▶ **WHAT IS NEEDED**: In the data below, find every line that has the string "EDNS", and copy it.

▶ **DATASET CONTENT**:
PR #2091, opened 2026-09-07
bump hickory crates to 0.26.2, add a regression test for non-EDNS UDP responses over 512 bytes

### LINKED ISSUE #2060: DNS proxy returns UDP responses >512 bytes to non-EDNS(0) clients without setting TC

▶ **ANSWER FOR THE TASK**:
bump hickory crates to 0.26.2, add a regression test for non-EDNS UDP responses over 512 bytes
### LINKED ISSUE #2060: DNS proxy returns UDP responses >512 bytes to non-EDNS(0) clients without setting TC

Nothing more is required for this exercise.